GML-1

Identifiers
- IUPAC name N-benzyl-N-methyl-1-phenylpyrrolo[1,2-a]pyrazine-3-carboxamide;
- CAS Number: 1772608-75-9;
- PubChem CID: 122393153;
- ChemSpider: 67166536;

Chemical and physical data
- Formula: C_{22}H_{19}N_{3}O
- Molar mass: 341.414 g·mol^{−1}
- 3D model (JSmol): Interactive image;
- SMILES CN(CC1=CC=CC=C1)C(=O)C2=CN3C=CC=C3C(=N2)C4=CC=CC=C4;
- InChI InChI=1S/C22H19N3O/c1-24(15-17-9-4-2-5-10-17)22(26)19-16-25-14-8-13-20(25)21(23-19)18-11-6-3-7-12-18/h2-14,16H,15H2,1H3; Key:QFYYHTVZHIEVCW-UHFFFAOYSA-N;

= GML-1 =

Chemical compound

GML-1 is a TSPO (peripheral benzodiazepine receptor) ligand with anxiolytic activity. Its binding affinity (Ki value) to TSPO is comparable with PK11195. GML-1 is selective for TSPO versus the central benzodiazepine receptor (CBR, GABAA receptor). The compound GML-1 was the most active of a series of 1-arylpyrrolo[1,2-a]pyrazine-3-carboxamides, and its anxiolytic effects were examined using the open field test (OFT) and the elevated plus maze (EPM) test. The EPM test is a general anxiety test measuring the time spent by animals in the open or the enclosed arms. When compound was administered to CD-1 mice at the dose of 1.0 mg/kg, it significantly increased the percentage of open arm entries and the time spent in the open arms. GML-1 is a potential antianxiety agent.

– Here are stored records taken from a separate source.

PR #167, opened 2017-02-28
feat(FormField): render dom attributes

adampickeral:
add passed in dom attributes to the rendered control goup in form fields

### DIFF
--- a/src/FormField.jsx
+++ b/src/FormField.jsx
@@ -4,21 +4,22 @@ import FormFieldValidationBlock from './FormFieldValidationBlock';
 import classnames from 'classnames';
 
 const FormField = (props) => {
+  const { error, success, label, children, help, inlineValidation, ...rest } = props;
   const classes = classnames(
     'rs-control-group',
     {
-      'error': props.error,
-      'success': props.success
+      'error': error,
+      'success': success
     }
   );
 
   return (
-    <div className={ classes }>
-      <label className="rs-control-label">{ props.label }</label>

The TSPO-mechanism of anxiolytic action of GML-1 was proved by inhibitor analysis with TSPO antagonist PK11195 that blocks effect of GML-1.

The involvement of neurosteroids in the mechanism of action of GML-1 was confirmed by co-administration of GML-1 with neurosteroid synthesis inhibitors. The anxiolytic effect of GML-1 in elevated plus-maze tests was completely blocked by the neurosteroidogenic-enzyme inhibitors trilostane and finasteride.

The tablet dosage form of GML-1 was developed and showed pronounced anxiolytic activity after intragastric administration in rats in a wide range of doses.